Every record shown below should be duplicated exactly.

[Dataset content — start]

PR #503, opened 2026-08-08
refactor(protocol): complete the browser-inbound surface by direction

jo-duchan:
Layer 3 of the wire-contract program (`.work/WIRE-CONTRACT-PLAN.md`). Follows #501 (L2).

## What was wrong

A browser receives **28** message types. `@tapflowio/protocol` declared 17 — one of which does not go to a browser at all — and the dashboard declared its own hand-copy of 24 in `lib/types.ts`.

The twelve an agent sends were in **neither**. The relay forwards them with `JSON.stringify(msg)`, so nothing on its typed send path mentions them and no compiler could notice they were missing.

The two copies had drifted in four places and nothing reported any of it:

| | dashboard | protocol |
|---|---|---|
| `app:install-error`, `app:launch-error`, `device:boot-error` | `sessionId?` | `sessionId` |
| `session:joined.capabilities` | optional | required |
| `app:install-done`, `app:launch-done`, `device:booting`, `device:shutdown-done` | no `sessionId` | absent entirely |
| `app:clear-state-*`, `input:type-*` | absent | absent |

## What this does

- **`AgentToBrowser`** — the twelve forward-only messages. Shapes derived from both agents' send literals, since routing gives only the label.
- **`RelayOrAgentToBrowser`** — the ten with *both* producers, declared **once** and referenced by both directions rather than written into each. Two copies of one message drift; that is what this PR is cleaning up.
- **`BrowserInbound`** — what a consumer uses. The dashboard's `RelayMessage` is deleted; 12 files import this instead. The name also collided with the relay's own `RelayMessage`, which is its *inbound* type.
- **`RelayToStream`** — `stream:registered` goes to an agent's stream socket, not a browser.

`sessionId` stays required everywhere it already was. `session:chrome` / `session:deviceInfo` / `device:ready` get `sessionId?` because the two producers genuinely differ: both agents stamp it, the relay's replay to a re-joining viewer does not.

## Two silent drops surfaced

The clipboard bridge declared its own `{ type: string; payload?: unknown }`, wide enough that a `clipboard:write-done` answering a read parsed as "no text" and cancelled the claim **saying nothing**; likewise `clipboard:data` answering a write. Both report now, with tests.

Five fixtures were sending a `device:booting` with **no `sessionId`** — a message the wire does not produce, and one that bypasses the viewer's session scoping. They compiled because the injection helper ended in `as never`.

## Checks

`scripts/__tests__/browserInboundRouting.test.mjs` — 10 assertions. Routing ↔ union in both directions, the field set of all 28 members pinned with optionality, a parser-blind-spot assertion, no consumer re-declaring a wire-message union, and `DeviceViewer`'s clipboard routing list derived from both sides and compared. Plus 5 new `@ts-expect-error` assertions in `typeAssertions.ts`, because `RelayOutbound` must reject a message only an agent produces.

`AgentToBrowser` needs a script check at all because the compiler cannot see a forwarded message. `RelayToBrowser` does not — `sendTo(socket, msg: RelayOutbound)` already holds it.

## Not in scope

`msg.sessionId!` itself (#444), relay forward narrowing (L4), named interfaces (L1).

## Review

Three rounds, **10 findings, all dispositioned** — one skipped with its reasoning recorded and handed to L4.

- **Design**, before implementing: two channels over the plan. Both returned a blocker and both named the same thing — the draft had carried forward a measurement taken before #501 landed. The plan was rewritten.
- **Code**: two independent channels (protocol change → escalation), on shapes/partition and on dashboard runtime behaviour. 7 findings. **Two were mutations that passed all 296 tests**, and one corrected the *reason* behind a conclusion that survived — which is what sharpened #444.
- **CodeRabbit**: 3 findings. Two caught 25 fixture casts that bypassed the union — the rule this PR itself adds to `packages/dashboard/AGENTS.md`, left violated in the files it touched.

Fixing those casts cost `capabilities ?? []` its only coverage, because every `session:joined` fixture had been omitting the field. That is now one deliberately non-conforming fixture in a test whose subject is the defense. It also invalidated an item the code reviewer had *cleared* — a reminder that a cleared list ages with the diff.

13 mutations, all caught. Dispositions and grounds: `.work/reviews/refactor__wire-l3-browser-inbound.md`.

One finding corrected a reason rather than a conclusion, and it matters for #444: there is **no guard** rejecting a message with no `sessionId`, so a client sending `{"type":"input:touch:end"}` bare reaches `sessions.get(undefined)` and the relay answers with the key dropped. Required `sessionId` is therefore a specification the relay does not yet meet — which makes #444 "send `{type:'error'}` instead", not "delete the `!`".

## Summary by CodeRabbit

- **New Features**
  - Added consistent handling for messages received from relay and agent connections.
  - Added session-aware forwarding and stream registration support.
  - Improved clipboard response reporting for successful, timed-out, and failed operations.

- **Bug Fixes**
  - Prevented malformed or unexpected clipboard responses from being treated as empty data.
  - Improved routing and session filtering for inbound device messages.

- **Tests**
  - Expanded coverage for message routing, clipboard errors, and session-scoped events.


jo-duchan:
Thanks — two of the three were right, and the first one caught a rule this PR itself added.

## Fixture casts (both comments) — fixed

Twenty-five `as BrowserInbound` casts removed across five files. `session:joined` was being injected without `sessionId` or `capabilities` in eleven places, and `session:chrome` went through a two-step `as unknown as`. This PR added exactly that rule to `packages/dashboard/AGENTS.md` and left it violated in the files it touched, so citing the coding guidelines was correct.

One cast stays, in `DeviceViewer.inputError.test.tsx:50`: posting a `reason` this build does not know about **is** the subject of that test, so disagreeing with the union is deliberate there. It is documented on the helper.

**Removing them had a consequence worth recording.** `setAgentCapabilities(msg.capabilities ?? [])` lost its only coverage — every `session:joined` fixture used to omit the field, so the fallback ran everywhere and was guarded nowhere. With the fixtures typed correctly, deleting the `?? []` leaves all 297 tests green while a non-conforming agent throws on `agentCapabilities.includes('clipboard')` and blanks the tab. So one fixture is now *deliberately* non-conforming, in a test whose subject is that defense, with a comment saying why. Verified by mutation: the mutation survived before the new test and fails after it.

## `AgentToBrowser` accepting the three shared messages without `sessionId` — skipped, and the doc comment was wrong

The observation is correct, and it found a real error next to it: the `AgentToBrowser` doc comment claimed *every* member carries a required `sessionId`. Three inherited from `RelayOrAgentToBrowser` are `sessionId?`. That comment is rewritten.

The remedy is deferred to L4 (the layer that types the relay's own sends), for three reasons:

1. **Declaring the three twice reintroduces what this PR removes.** Two copies of one message drift — that is the finding this PR is built on: four divergences between `protocol` and the dashboard's hand-copy, none of them reported by anything.
2. **The mapped alternative breaks a dependency.** `Omit<T,'sessionId'> & { sessionId: string }` turns those members into intersections, so `Extract<BrowserInbound, { type: … }>` stops resolving to a single member. `useClipboardBridge` reads its three replies without a cast precisely because each `Extract` yields one declaration.
3. **No consumer can read the stricter claim today.** `BrowserInbound` merges both directions and a union merge collapses to the looser field, and nothing consumes `AgentToBrowser` on its own — the relay forwards with `JSON.stringify(msg)`, untyped. The claim would be unenforced until the forward path is narrowed, which is L4's job.

The looseness is not incidental: the relay genuinely replays these three from its own cache without a `sessionId` (`RelayServer.ts:1079,1082,1089`) while both agents stamp one. `sessionId?` is what one declaration can honestly say about two producers that differ. L4 brings the replay up to the agents' shape and tightens the field in the same change; it is recorded there as a requirement rather than left implicit, and the reasoning is in the union's doc comment.

Partially satisfied now: a positive assertion pins the shape an agent actually sends (`agentStampsSession` in `typeAssertions.ts`). A negative assertion is not expressible while the shared declaration is optional — that is the same fact stated twice.

Full dispositions and the 13 mutations: `.work/reviews/refactor__wire-l3-browser-inbound.md`.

[Dataset content — finish]

● Solved exercise:
PR #503, opened 2026-08-08
refactor(protocol): complete the browser-inbound surface by direction

jo-duchan:
Layer 3 of the wire-contract program (`.work/WIRE-CONTRACT-PLAN.md`). Follows #501 (L2).

## What was wrong

A browser receives **28** message types. `@tapflowio/protocol` declared 17 — one of which does not go to a browser at all — and the dashboard declared its own hand-copy of 24 in `lib/types.ts`.

The twelve an agent sends were in **neither**. The relay forwards them with `JSON.stringify(msg)`, so nothing on its typed send path mentions them and no compiler could notice they were missing.

The two copies had drifted in four places and nothing reported any of it:

| | dashboard | protocol |
|---|---|---|
| `app:install-error`, `app:launch-error`, `device:boot-error` | `sessionId?` | `sessionId` |
| `session:joined.capabilities` | optional | required |
| `app:install-done`, `app:launch-done`, `device:booting`, `device:shutdown-done` | no `sessionId` | absent entirely |
| `app:clear-state-*`, `input:type-*` | absent | absent |

## What this does

- **`AgentToBrowser`** — the twelve forward-only messages. Shapes derived from both agents' send literals, since routing gives only the label.
- **`RelayOrAgentToBrowser`** — the ten with *both* producers, declared **once** and referenced by both directions rather than written into each. Two copies of one message drift; that is what this PR is cleaning up.
- **`BrowserInbound`** — what a consumer uses. The dashboard's `RelayMessage` is deleted; 12 files import this instead. The name also collided with the relay's own `RelayMessage`, which is its *inbound* type.
- **`RelayToStream`** — `stream:registered` goes to an agent's stream socket, not a browser.

`sessionId` stays required everywhere it already was. `session:chrome` / `session:deviceInfo` / `device:ready` get `sessionId?` because the two producers genuinely differ: both agents stamp it, the relay's replay to a re-joining viewer does not.

## Two silent drops surfaced

The clipboard bridge declared its own `{ type: string; payload?: unknown }`, wide enough that a `clipboard:write-done` answering a read parsed as "no text" and cancelled the claim **saying nothing**; likewise `clipboard:data` answering a write. Both report now, with tests.

Five fixtures were sending a `device:booting` with **no `sessionId`** — a message the wire does not produce, and one that bypasses the viewer's session scoping. They compiled because the injection helper ended in `as never`.

## Checks

`scripts/__tests__/browserInboundRouting.test.mjs` — 10 assertions. Routing ↔ union in both directions, the field set of all 28 members pinned with optionality, a parser-blind-spot assertion, no consumer re-declaring a wire-message union, and `DeviceViewer`'s clipboard routing list derived from both sides and compared. Plus 5 new `@ts-expect-error` assertions in `typeAssertions.ts`, because `RelayOutbound` must reject a message only an agent produces.

`AgentToBrowser` needs a script check at all because the compiler cannot see a forwarded message. `RelayToBrowser` does not — `sendTo(socket, msg: RelayOutbound)` already holds it.

## Not in scope

`msg.sessionId!` itself (#444), relay forward narrowing (L4), named interfaces (L1).

## Review

Three rounds, **10 findings, all dispositioned** — one skipped with its reasoning recorded and handed to L4.

- **Design**, before implementing: two channels over the plan. Both returned a blocker and both named the same thing — the draft had carried forward a measurement taken before #501 landed. The plan was rewritten.
- **Code**: two independent channels (protocol change → escalation), on shapes/partition and on dashboard runtime behaviour. 7 findings. **Two were mutations that passed all 296 tests**, and one corrected the *reason* behind a conclusion that survived — which is what sharpened #444.
- **CodeRabbit**: 3 findings. Two caught 25 fixture casts that bypassed the union — the rule this PR itself adds to `packages/dashboard/AGENTS.md`, left violated in the files it touched.

Fixing those casts cost `capabilities ?? []` its only coverage, because every `session:joined` fixture had been omitting the field. That is now one deliberately non-conforming fixture in a test whose subject is the defense. It also invalidated an item the code reviewer had *cleared* — a reminder that a cleared list ages with the diff.

13 mutations, all caught. Dispositions and grounds: `.work/reviews/refactor__wire-l3-browser-inbound.md`.

One finding corrected a reason rather than a conclusion, and it matters for #444: there is **no guard** rejecting a message with no `sessionId`, so a client sending `{"type":"input:touch:end"}` bare reaches `sessions.get(undefined)` and the relay answers with the key dropped. Required `sessionId` is therefore a specification the relay does not yet meet — which makes #444 "send `{type:'error'}` instead", not "delete the `!`".

## Summary by CodeRabbit

- **New Features**
  - Added consistent handling for messages received from relay and agent connections.
  - Added session-aware forwarding and stream registration support.
  - Improved clipboard response reporting for successful, timed-out, and failed operations.

- **Bug Fixes**
  - Prevented malformed or unexpected clipboard responses from being treated as empty data.
  - Improved routing and session filtering for inbound device messages.

- **Tests**
  - Expanded coverage for message routing, clipboard errors, and session-scoped events.


jo-duchan:
Thanks — two of the three were right, and the first one caught a rule this PR itself added.

## Fixture casts (both comments) — fixed

Twenty-five `as BrowserInbound` casts removed across five files. `session:joined` was being injected without `sessionId` or `capabilities` in eleven places, and `session:chrome` went through a two-step `as unknown as`. This PR added exactly that rule to `packages/dashboard/AGENTS.md` and left it violated in the files it touched, so citing the coding guidelines was correct.

One cast stays, in `DeviceViewer.inputError.test.tsx:50`: posting a `reason` this build does not know about **is** the subject of that test, so disagreeing with the union is deliberate there. It is documented on the helper.

**Removing them had a consequence worth recording.** `setAgentCapabilities(msg.capabilities ?? [])` lost its only coverage — every `session:joined` fixture used to omit the field, so the fallback ran everywhere and was guarded nowhere. With the fixtures typed correctly, deleting the `?? []` leaves all 297 tests green while a non-conforming agent throws on `agentCapabilities.includes('clipboard')` and blanks the tab. So one fixture is now *deliberately* non-conforming, in a test whose subject is that defense, with a comment saying why. Verified by mutation: the mutation survived before the new test and fails after it.

## `AgentToBrowser` accepting the three shared messages without `sessionId` — skipped, and the doc comment was wrong

The observation is correct, and it found a real error next to it: the `AgentToBrowser` doc comment claimed *every* member carries a required `sessionId`. Three inherited from `RelayOrAgentToBrowser` are `sessionId?`. That comment is rewritten.

The remedy is deferred to L4 (the layer that types the relay's own sends), for three reasons:

1. **Declaring the three twice reintroduces what this PR removes.** Two copies of one message drift — that is the finding this PR is built on: four divergences between `protocol` and the dashboard's hand-copy, none of them reported by anything.
2. **The mapped alternative breaks a dependency.** `Omit<T,'sessionId'> & { sessionId: string }` turns those members into intersections, so `Extract<BrowserInbound, { type: … }>` stops resolving to a single member. `useClipboardBridge` reads its three replies without a cast precisely because each `Extract` yields one declaration.
3. **No consumer can read the stricter claim today.** `BrowserInbound` merges both directions and a union merge collapses to the looser field, and nothing consumes `AgentToBrowser` on its own — the relay forwards with `JSON.stringify(msg)`, untyped. The claim would be unenforced until the forward path is narrowed, which is L4's job.

The looseness is not incidental: the relay genuinely replays these three from its own cache without a `sessionId` (`RelayServer.ts:1079,1082,1089`) while both agents stamp one. `sessionId?` is what one declaration can honestly say about two producers that differ. L4 brings the replay up to the agents' shape and tightens the field in the same change; it is recorded there as a requirement rather than left implicit, and the reasoning is in the union's doc comment.

Partially satisfied now: a positive assertion pins the shape an agent actually sends (`agentStampsSession` in `typeAssertions.ts`). A negative assertion is not expressible while the shared declaration is optional — that is the same fact stated twice.

Full dispositions and the 13 mutations: `.work/reviews/refactor__wire-l3-browser-inbound.md`.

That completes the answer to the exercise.